**Problem details**
Using the material that follows, work out how many lines include the word "hashmap". Your answer should be that number only.

**Record set**
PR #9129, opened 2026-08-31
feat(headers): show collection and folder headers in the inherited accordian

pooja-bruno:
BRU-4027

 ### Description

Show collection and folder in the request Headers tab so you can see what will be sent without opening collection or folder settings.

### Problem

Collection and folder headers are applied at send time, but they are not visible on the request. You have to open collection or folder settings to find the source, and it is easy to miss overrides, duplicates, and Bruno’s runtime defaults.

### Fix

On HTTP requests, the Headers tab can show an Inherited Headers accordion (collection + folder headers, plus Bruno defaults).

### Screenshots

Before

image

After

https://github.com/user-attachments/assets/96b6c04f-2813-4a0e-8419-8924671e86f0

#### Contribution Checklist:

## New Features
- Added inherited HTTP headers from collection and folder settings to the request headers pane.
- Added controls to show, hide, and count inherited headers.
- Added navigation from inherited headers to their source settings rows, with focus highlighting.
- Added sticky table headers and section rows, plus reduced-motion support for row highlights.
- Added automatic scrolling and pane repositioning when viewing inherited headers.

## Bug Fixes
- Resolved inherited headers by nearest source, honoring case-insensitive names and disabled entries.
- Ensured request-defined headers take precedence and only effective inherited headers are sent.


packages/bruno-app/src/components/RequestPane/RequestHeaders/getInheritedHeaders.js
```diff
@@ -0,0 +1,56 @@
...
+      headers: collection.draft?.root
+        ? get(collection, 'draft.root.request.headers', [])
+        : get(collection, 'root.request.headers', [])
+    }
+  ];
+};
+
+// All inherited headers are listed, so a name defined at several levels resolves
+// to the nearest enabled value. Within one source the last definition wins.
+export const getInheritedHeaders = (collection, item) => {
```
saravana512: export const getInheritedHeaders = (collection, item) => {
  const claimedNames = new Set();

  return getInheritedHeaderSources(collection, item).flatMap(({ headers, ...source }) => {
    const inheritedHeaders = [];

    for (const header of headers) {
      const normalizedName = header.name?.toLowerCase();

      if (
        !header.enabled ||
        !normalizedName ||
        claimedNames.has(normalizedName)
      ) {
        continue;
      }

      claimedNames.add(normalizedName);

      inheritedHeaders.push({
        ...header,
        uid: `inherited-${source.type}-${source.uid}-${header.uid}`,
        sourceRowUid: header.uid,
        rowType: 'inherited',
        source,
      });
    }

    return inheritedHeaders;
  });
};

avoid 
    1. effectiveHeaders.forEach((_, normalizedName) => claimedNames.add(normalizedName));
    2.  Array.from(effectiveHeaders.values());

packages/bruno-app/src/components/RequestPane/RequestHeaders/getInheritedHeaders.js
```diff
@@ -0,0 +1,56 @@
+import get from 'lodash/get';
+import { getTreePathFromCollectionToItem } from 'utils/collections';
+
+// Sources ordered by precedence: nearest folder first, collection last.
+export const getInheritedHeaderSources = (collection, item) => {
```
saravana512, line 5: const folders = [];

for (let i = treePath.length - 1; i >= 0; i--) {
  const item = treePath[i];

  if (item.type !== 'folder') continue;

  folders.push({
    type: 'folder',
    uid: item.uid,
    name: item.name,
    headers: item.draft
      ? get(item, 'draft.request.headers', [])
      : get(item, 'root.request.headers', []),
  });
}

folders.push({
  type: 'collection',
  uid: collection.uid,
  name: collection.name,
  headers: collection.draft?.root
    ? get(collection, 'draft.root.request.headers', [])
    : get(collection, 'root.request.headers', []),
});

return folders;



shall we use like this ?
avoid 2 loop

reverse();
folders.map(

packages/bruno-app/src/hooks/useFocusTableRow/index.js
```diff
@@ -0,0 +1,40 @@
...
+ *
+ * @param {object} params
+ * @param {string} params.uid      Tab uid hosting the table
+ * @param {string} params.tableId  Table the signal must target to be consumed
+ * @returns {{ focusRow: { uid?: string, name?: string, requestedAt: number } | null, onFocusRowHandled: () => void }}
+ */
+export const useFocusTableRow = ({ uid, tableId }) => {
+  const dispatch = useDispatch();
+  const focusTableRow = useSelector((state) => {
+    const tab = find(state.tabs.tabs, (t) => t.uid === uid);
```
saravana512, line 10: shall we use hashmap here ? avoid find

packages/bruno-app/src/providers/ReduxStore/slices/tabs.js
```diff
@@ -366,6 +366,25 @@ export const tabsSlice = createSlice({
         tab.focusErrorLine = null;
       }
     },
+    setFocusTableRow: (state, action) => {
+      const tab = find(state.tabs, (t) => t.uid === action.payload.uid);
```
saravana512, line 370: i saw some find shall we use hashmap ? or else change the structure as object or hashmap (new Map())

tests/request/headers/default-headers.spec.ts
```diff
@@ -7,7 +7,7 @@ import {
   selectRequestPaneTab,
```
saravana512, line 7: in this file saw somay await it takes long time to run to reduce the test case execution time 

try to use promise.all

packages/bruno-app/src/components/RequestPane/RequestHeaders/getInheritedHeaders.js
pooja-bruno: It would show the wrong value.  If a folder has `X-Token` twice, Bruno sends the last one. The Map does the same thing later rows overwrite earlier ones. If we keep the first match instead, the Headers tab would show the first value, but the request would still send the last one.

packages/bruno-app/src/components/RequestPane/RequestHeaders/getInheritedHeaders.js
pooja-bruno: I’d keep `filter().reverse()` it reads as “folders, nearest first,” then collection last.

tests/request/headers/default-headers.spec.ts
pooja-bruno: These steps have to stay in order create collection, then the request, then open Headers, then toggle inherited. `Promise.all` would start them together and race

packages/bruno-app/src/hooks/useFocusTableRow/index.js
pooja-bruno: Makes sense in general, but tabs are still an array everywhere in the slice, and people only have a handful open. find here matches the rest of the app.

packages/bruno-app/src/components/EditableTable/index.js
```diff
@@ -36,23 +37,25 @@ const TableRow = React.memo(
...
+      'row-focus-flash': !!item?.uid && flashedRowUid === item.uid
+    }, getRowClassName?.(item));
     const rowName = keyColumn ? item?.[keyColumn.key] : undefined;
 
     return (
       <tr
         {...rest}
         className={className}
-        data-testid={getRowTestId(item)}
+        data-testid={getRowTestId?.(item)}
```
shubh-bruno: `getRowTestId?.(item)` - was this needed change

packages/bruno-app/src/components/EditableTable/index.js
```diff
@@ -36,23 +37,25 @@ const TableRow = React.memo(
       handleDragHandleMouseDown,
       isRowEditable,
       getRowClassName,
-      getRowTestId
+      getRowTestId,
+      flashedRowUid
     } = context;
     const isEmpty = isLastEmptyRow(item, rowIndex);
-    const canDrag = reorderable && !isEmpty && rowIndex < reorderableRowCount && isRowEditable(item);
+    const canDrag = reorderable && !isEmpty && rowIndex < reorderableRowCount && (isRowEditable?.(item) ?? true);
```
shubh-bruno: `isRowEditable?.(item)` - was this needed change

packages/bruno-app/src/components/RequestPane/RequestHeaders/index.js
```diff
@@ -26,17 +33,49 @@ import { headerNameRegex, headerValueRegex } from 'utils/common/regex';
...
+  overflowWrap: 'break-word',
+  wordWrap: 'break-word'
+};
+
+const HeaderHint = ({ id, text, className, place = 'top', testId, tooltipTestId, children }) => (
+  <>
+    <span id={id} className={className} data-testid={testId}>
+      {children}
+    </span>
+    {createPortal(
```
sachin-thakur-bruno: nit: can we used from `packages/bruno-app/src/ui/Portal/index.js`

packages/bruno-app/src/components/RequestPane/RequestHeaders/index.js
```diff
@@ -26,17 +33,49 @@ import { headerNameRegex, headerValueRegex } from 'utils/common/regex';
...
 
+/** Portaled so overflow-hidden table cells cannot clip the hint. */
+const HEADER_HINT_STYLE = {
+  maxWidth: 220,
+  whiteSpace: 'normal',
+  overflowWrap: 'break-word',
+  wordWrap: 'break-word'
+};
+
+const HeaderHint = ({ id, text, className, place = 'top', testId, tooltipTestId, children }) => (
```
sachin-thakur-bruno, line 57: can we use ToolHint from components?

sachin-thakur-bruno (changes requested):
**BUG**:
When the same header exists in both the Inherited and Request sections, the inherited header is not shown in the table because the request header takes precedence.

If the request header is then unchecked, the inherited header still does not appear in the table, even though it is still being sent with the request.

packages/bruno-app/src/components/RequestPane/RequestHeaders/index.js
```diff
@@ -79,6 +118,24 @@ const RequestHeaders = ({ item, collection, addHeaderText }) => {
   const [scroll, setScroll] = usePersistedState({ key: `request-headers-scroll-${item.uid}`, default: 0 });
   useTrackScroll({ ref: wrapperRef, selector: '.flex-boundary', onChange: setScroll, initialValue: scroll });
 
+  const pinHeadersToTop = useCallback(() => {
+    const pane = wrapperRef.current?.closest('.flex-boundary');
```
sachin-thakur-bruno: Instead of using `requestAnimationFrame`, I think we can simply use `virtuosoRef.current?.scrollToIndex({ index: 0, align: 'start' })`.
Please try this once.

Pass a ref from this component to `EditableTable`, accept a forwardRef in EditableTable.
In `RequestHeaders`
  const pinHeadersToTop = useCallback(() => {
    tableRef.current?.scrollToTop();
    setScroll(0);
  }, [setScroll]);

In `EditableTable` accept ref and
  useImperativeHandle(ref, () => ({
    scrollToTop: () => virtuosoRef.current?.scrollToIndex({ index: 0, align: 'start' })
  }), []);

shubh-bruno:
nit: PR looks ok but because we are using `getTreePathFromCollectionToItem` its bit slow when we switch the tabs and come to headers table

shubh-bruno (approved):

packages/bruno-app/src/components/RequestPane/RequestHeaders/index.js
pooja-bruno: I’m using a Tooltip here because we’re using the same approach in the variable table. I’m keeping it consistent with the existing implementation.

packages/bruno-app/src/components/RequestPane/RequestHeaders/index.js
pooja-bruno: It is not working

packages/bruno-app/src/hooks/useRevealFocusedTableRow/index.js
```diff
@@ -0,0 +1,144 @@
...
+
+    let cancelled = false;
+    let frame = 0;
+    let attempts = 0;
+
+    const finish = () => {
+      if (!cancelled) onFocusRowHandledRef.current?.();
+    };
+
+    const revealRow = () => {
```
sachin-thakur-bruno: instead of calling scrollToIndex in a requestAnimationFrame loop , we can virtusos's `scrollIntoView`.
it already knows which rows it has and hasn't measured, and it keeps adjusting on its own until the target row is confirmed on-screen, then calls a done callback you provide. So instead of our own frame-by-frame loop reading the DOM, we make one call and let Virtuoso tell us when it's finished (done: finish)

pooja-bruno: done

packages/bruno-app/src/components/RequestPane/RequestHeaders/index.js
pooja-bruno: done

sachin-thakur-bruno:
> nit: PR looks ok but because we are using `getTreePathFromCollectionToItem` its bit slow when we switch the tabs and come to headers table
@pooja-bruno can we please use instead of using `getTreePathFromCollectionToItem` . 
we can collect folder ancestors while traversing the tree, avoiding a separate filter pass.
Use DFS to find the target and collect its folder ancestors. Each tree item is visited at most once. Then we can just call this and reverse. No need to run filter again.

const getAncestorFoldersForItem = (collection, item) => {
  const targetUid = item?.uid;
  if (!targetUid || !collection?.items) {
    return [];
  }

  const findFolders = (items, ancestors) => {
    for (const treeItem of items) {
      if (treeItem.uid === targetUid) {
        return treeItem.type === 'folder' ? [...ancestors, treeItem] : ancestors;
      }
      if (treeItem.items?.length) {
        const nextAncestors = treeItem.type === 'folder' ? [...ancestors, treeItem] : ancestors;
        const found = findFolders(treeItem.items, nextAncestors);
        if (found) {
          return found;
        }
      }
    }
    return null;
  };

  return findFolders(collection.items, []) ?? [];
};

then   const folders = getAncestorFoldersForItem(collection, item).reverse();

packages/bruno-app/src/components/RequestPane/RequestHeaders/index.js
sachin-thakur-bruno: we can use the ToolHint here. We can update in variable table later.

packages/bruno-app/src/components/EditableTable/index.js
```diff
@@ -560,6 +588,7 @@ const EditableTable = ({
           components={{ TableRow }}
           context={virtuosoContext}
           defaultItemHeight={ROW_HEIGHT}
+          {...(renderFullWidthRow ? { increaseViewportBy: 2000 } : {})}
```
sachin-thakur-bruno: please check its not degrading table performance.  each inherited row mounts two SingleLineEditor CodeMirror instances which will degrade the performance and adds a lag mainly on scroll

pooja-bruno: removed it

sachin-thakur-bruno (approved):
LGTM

* * *

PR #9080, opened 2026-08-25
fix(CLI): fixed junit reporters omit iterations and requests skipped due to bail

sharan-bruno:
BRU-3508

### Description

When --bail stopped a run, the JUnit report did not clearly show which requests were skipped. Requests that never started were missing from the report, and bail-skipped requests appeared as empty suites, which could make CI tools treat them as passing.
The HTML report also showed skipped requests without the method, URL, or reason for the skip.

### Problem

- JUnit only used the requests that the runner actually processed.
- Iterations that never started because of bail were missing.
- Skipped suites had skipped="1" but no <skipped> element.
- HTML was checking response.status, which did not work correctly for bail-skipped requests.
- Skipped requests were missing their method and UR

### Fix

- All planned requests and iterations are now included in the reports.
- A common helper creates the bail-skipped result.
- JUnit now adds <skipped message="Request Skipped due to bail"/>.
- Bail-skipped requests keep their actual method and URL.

**Solution to the problem**
2